(What to work on) Starting with the line that contains "Fix acceptance tests", copy out each line through the end of the entries below, exactly as written, and nothing else.

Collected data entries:
PR #1864, opened 2022-11-04
Fix acceptance tests

chrispymm:
This fixes the boken acceptance tests after the previous merge to sort out and tidy up the settigns screens

It also corrects test that were failing after enabling the config setting to fail if a translation is missing.


mattempty (approved):
🚀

(Output of the exercise)
Fix acceptance tests

chrispymm:
This fixes the boken acceptance tests after the previous merge to sort out and tidy up the settigns screens

It also corrects test that were failing after enabling the config setting to fail if a translation is missing.


mattempty (approved):
🚀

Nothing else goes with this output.